How Can You Tell?

That is a question that has so many possible answers.

As a stand alone query it makes little sense but in the context of various conversations that simple, little question blossoms into a myriad of variegated blooms. The context determines the facts that determine the answers. Take the weather for instance. If I say, “It’s going to rain.” and you ask that little question, the towering thunderheads may hold the answer. If I lament, “This may take a while.” the crowded restaurant may be a clue. Or if I groan, “This is going to be a long ride!” the answer may lie in the squabbling siblings in the back seat as we leave the driveway. Context matters.

So, if I say that nesting season is almost here, that question’s answer may be all around us. And it is!

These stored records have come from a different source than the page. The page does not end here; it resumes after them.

PR #3165, opened 2022-10-31
Adopt `loglevel` lib

nl0:


fiskus (approved):
What is a plan to use it?

I really want to replace all console.log's with it as I proposed here https://github.com/quiltdata/quilt/pull/1882

nl0:
> What is a plan to use it?

just use it everywhere you need any logging done =)

> I really want to replace all console.log's with it as I proposed here #1882

yeah that's the point

fiskus:
I usually use https://www.npmjs.com/package/winston btw

nl0:
> I usually use https://www.npmjs.com/package/winston btw

looks quite cool, but seems like an overkill for the catalog (tho would fit nicely into a node server if we ever need one)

With over 1,000 followers to this blog and with so many other viewers to boot, I must remember that for many of you, this is your first encounter with nesting Bald Eagles. Every year I am asked, “How can you tell?” Well, the signs are all there and all systems are go! First of all, the calendar is a clue as late winter is nesting time in Ohio. Eagles nesting in Florida now have eaglets in their nests. Eagles in Georgia are currently incubating eggs. Every year I get excited watching the nesting season move north and the anticipation grows stronger with each passing week! Our Ohio eagles typically welcome eggs in February. Eastwood’s Jim and Cindy (and now Jim and Hope) have always gone to nest (rather appropriately) just after Valentine’s Day. Last year Orv and Willa were a month late but they started nest building several months late and were rapidly running out of time. As first-time-nesters they really did pretty well, but this year both pairs are right on schedule! “How can I tell?” you ask? Well togetherness is a key as breeding approaches and our eagles have been very…shall we say…chummy lately. Last Thursday I took this distant picture of Jim and Hope.

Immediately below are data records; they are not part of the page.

PR #3166, opened 2022-10-31
Synchronous catalog config from a global var + types

nl0:
In order to simplify access to the config data throughout the app (to a simple `import cfg from 'utils/Config'`) and setup of some tools (such as sentry),
I've decided to refactor the config system to use a synchronous JS file which sets a global variable that later can be accessed by the app code.

This requires a change in deployment which will come soon (later today).

**UPD**: Actually, deployment change is only relevant for OPEN, so we can merge this PR without waiting for that change.

In order for local catalog instance to continue functioning, one should rename `config.json` file in `static-dev` folder to `config.js` and prepend the contents with `window.QUILT_CATALOG_CONFIG = `

## TODO

- [x] changelog


catalog/app/utils/Config.ts
```diff
@@ -0,0 +1,116 @@
...
+  ssoProviders: cfg.ssoProviders.length ? cfg.ssoProviders.split(' ') : [],
+  enableMarketingPages: cfg.mode === 'PRODUCT' || cfg.mode === 'MARKETING',
+  disableNavigator: cfg.mode === 'MARKETING',
+  s3Proxy: startWithOrigin(cfg.s3Proxy),
+  apiGatewayEndpoint: startWithOrigin(cfg.apiGatewayEndpoint),
+  binaryApiGatewayEndpoint: startWithOrigin(cfg.binaryApiGatewayEndpoint),
+  noDownload: !!cfg.noDownload,
+  noOverviewImages: !!cfg.noOverviewImages,
+  // XXX: there's no such field in the schema, so it will be stripped from the config when present
+  desktop: !!(cfg as any).desktop,
```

If you look closely you can see their 2018 nest through the trees, half way up the right side of the image. The other nests are part of a large heronry in the wellfield. Their aerie looks ready to go for another successful year.

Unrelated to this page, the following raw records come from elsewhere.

PR #3167, opened 2022-10-31
Send catalog release hash to mixpanel

nl0:


kevinemoore (commented):
I recommend we close this PR in favor of one that sends the template hash. I assume that's more difficult?

nl0:
> I recommend we close this PR in favor of one that sends the template hash. I assume that's more difficult?

yeah it is, we need to pass the template hash to the catalog container and then expose it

That same day I found Orv and Willa once again sharing a limb together in one of their favorite trees.


(By the way, did you notice that even though both eagles were looking at me, Willa actually had her back towards the camera.) As breeding time draws near the eagles become inseparable. If they aren’t side by side, they are usually within a few hundred feet of one another.

Another sign is seeing Orv leave the nest like this…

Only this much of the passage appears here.